WHAT THE TASK ASKS: Copying exactly, give the lines in the material below from the one with "API callback events" to the one with "PR #42887, opened 2026-05-19", ends included, and nothing besides.
*** Block opens ***
PR #42879, opened 2026-05-19
[ROCm] Iterate full activity vector in ApiActivityInfoExchange to fix HIP-graph kernel loss

magaonka-amd:
📝 Summary of Changes
- The second half of ApiActivityInfoExchange in `xla/backends/profiler/gpu/rocm_collector.cc` keyed activities by  correlation_id and read only `activity_iter.second.front()`. 
- This is problem with when hipGraphLaunch is involved because single graph launch can have multiple kernels all with same correlation ID. and all that gets recorded only once in xplane because it only reads front()

🎯 Justification
without this change whenever command buffer is ON xla profiler drops events and events in final trace will be missing.
- Iterate the entire activity vector instead of only .front().
- Hoist the API-event lookup out of the inner loop (invariant across the vector since all activities share the correlation_id).

🚀 Kind of Contribution
🐛 Bug Fix

🧪 Unit Tests:
Added `RocmCollectorTest.MultipleActivitiesPerCorrelationIdAllExported` in rocm_collector_test.cc. Inserts one api_event + three activity events all sharing one correlation_id (the hipGraphLaunch shape), runs Flush() + Export(), and asserts all three kernel records appear in the xplane device plane.

### DIFF
--- a/xla/backends/profiler/gpu/rocm_collector.cc
+++ b/xla/backends/profiler/gpu/rocm_collector.cc
@@ -623,7 +623,11 @@ std::vector<RocmTracerEvent> RocmTraceCollectorImpl::ApiActivityInfoExchange() {
   */
 
   std::vector<RocmTracerEvent> aggregated_events;
-  aggregated_events.reserve(api_events_map_.size());
+  size_t total_activities = 0;
+  for (const auto& [_, v] : activity_ops_events_map_) {
+    total_activities += v.size();
+  }
+  aggregated_events.reserve(api_events_map_.size() + total_activities);
 
   // Copy info from activity events to API callback events
   for (auto& [key, api_event] : api_events_map_) {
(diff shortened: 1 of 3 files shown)


xla/backends/profiler/gpu/rocm_collector.cc
```diff
@@ -666,65 +670,77 @@ std::vector<RocmTracerEvent> RocmTraceCollectorImpl::ApiActivityInfoExchange() {
...
-
-      if (api_event == auxiliary_api_events_map_.end()) {
-        OnEventsDropped(
-            "An event from activity was discarded."
-            "Could not find the counterpart HIP API.",
-            activity_event.correlation_id);
-        PrintRocmTracerEvent(activity_event, ". Dropped!");
-        continue;
-      }
+    if (activity_iter.second.empty()) continue;
```
akuegel: Please use {} around `continue;`

magaonka-amd: My bad I should unlearn this habit. fixed it thanks.

akuegel (approved):

PR #42887, opened 2026-05-19
[xla:gpu] Add DynamicSliceFusionRewriterV2 targeting V2 DUS-fusions

ezhulenev:
Add `DynamicSliceFusionRewriterV2` that targets the V2 of the dynamic-slice-fusion library, it wraps a hero instruction that reads from sliced buffers (via Slice or DynamicSlice) and/or writes into sliced buffers (via DynamicUpdateSlice) into a custom fusion.

In contrast to previous (legacy, to-be-deleted) version it allows flexible configs for what slices/update-slices must become a part of the DUS-fusion, in some cases we don't want to pull particular slices into the fusion body as it would create unwanted buffer dependencies and limit scheduler ability to overlap computation/communication.

This is not wired into gpu-compiler, it will come in the followup PRs.

### DIFF
--- a/xla/backends/gpu/transforms/dynamic_slice_fusion_rewriter_v2.cc
+++ b/xla/backends/gpu/transforms/dynamic_slice_fusion_rewriter_v2.cc
@@ -1,0 +1,646 @@
+/* Copyright 2026 The OpenXLA Authors.
+
+Licensed under the Apache License, Version 2.0 (the "License");
+you may not use this file except in compliance with the License.
+You may obtain a copy of the License at
+
+    http://www.apache.org/licenses/LICENSE-2.0
+
+Unless required by applicable law or agreed to in writing, software
+distributed under the License is distributed on an "AS IS" BASIS,
+WITHOUT WARRANTIES OR CONDITIONS OF ANY KIND, either express or implied.
+See the License for the specific language governing permissions and
+limitations under the License.
+==============================================================================*/
+
+#include "xla/backends/gpu/transforms/dynamic_slice_fusion_rewriter_v2.h"
+
+#include <cstdint>
+#include <optional>
+#include <string>
+#include <utility>
+#include <vector>
+
+#include "absl/algorithm/container.h"
+#include "absl/container/flat_hash_map.h"
+#include "absl/container/flat_hash_set.h"
+#include "absl/container/inlined_vector.h"
+#include "absl/log/check.h"
+#include "absl/log/log.h"
+#include "absl/status/status.h"
+#include "absl/status/statusor.h"
+#include "absl/strings/str_cat.h"
+#include "absl/strings/string_view.h"
+#include "absl/types/span.h"
+#include "xla/tsl/platform/status_macros.h"
+#include "xla/hlo/ir/hlo_casting_utils.h"
+#include "xla/hlo/ir/hlo_computation.h"
+#include "xla/hlo/ir/hlo_instruction.h"
+#include "xla/hlo/ir/hlo_instructions.h"
+#include "xla/hlo/ir/hlo_opcode.h"
+#include "xla/service/gpu/backend_configs.pb.h"
+#include "xla/service/gpu/gpu_constants.h"
+#include "xla/service/gpu/ir_emission_utils.h"
+#include "xla/shape.h"
+#include "xla/shape_util.h"
+
+namespace xla::gpu {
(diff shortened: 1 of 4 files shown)


xla/backends/gpu/transforms/dynamic_slice_fusion_rewriter_v2.cc
```diff
@@ -0,0 +1,646 @@
...
+  const Shape& slice_shape = instr->opcode() == HloOpcode::kDynamicUpdateSlice
+                                 ? instr->operand(1)->shape()
+                                 : instr->shape();
+
+  auto byte_strides = ShapeUtil::ByteStrides(slice_shape);
+  if (!byte_strides.has_value()) {
+    return false;
+  }
+
+  int64_t slice_bytes = ShapeUtil::ByteSizeOf(slice_shape);
```
akuegel: Not sure whether it matters here, and it is a pre-existing problem, but ByteSizeOf seems to call into ByteSizeOfPrimivitveType eventually and that assumes PRED type is packed (but it isn't).

xla/backends/gpu/transforms/dynamic_slice_fusion_rewriter_v2.cc
```diff
@@ -0,0 +1,646 @@
...
+
+  // All instructions to clone into the fusion body (topological order):
+  // slices, noops, hero, result noops, DUS instructions. The last instruction
+  // becomes the fusion root (may be a single DUS, or the hero itself when
+  // there are no DUS results). When there are multiple results,
+  // CreateFusionBody appends a tuple instruction as the root.
+  std::vector<HloInstruction*> instructions;
+};
+
+std::optional<DynamicSliceFusionPlan> BuildFusionPlan(
```
akuegel, line 402: Very nice :)

xla/backends/gpu/transforms/dynamic_slice_fusion_rewriter_v2.cc
```diff
@@ -0,0 +1,646 @@
...
+                cloned_hero, result.result_number)));
+      }
+    }
+    builder.AddInstruction(HloInstruction::CreateTuple(tuple_operands));
+  }
+
+  return module->AddComputationAndUnifyNamesAndIds(builder.Build(), false);
+}
+
+absl::Status SetDsfBackendConfig(HloInstruction* fusion) {
```
akuegel: I stumbled when reading this, it is very close to `SetDfsBackendConfig`. Maybe no abbreviation here and use `SetDynamicSliceFusionBackendConfig`

xla/backends/gpu/transforms/dynamic_slice_fusion_rewriter_v2.cc
```diff
@@ -0,0 +1,646 @@
...
+//===----------------------------------------------------------------------===//
+// RunImpl
+//===----------------------------------------------------------------------===//
+
+absl::StatusOr<bool> DynamicSliceFusionRewriterV2::RunImpl(
+    HloModule* module,
+    const absl::flat_hash_set<absl::string_view>& execution_threads) {
+  bool changed = false;
+
+  std::vector<HloComputation*> computations(module->computations().begin(),
```
akuegel: Why not initialize it to `MakeNonFusionComputations()`? Then we don't need the continue below.

xla/backends/gpu/transforms/dynamic_slice_fusion_rewriter_v2.cc
ezhulenev: Done

xla/backends/gpu/transforms/dynamic_slice_fusion_rewriter_v2.cc
ezhulenev: Done

xla/backends/gpu/transforms/dynamic_slice_fusion_rewriter_v2.cc
ezhulenev: changed to `ByteSizeOfPrimivitveType` to `CHECK ` that slice is an array. For PRED I think it should correctly return 1 byte, I'm a bit lost of all of the packing rules, but looking at the code I think it's correct. In worst case we'll just not rewrite it.

akuegel (approved):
*** Block closes ***
RESPONSE TO THIS TASK:
   // Copy info from activity events to API callback events
   for (auto& [key, api_event] : api_events_map_) {
(diff shortened: 1 of 3 files shown)


xla/backends/profiler/gpu/rocm_collector.cc
```diff
@@ -666,65 +670,77 @@ std::vector<RocmTracerEvent> RocmTraceCollectorImpl::ApiActivityInfoExchange() {
...
-
-      if (api_event == auxiliary_api_events_map_.end()) {
-        OnEventsDropped(
-            "An event from activity was discarded."
-            "Could not find the counterpart HIP API.",
-            activity_event.correlation_id);
-        PrintRocmTracerEvent(activity_event, ". Dropped!");
-        continue;
-      }
+    if (activity_iter.second.empty()) continue;
```
akuegel: Please use {} around `continue;`

magaonka-amd: My bad I should unlearn this habit. fixed it thanks.

akuegel (approved):

PR #42887, opened 2026-05-19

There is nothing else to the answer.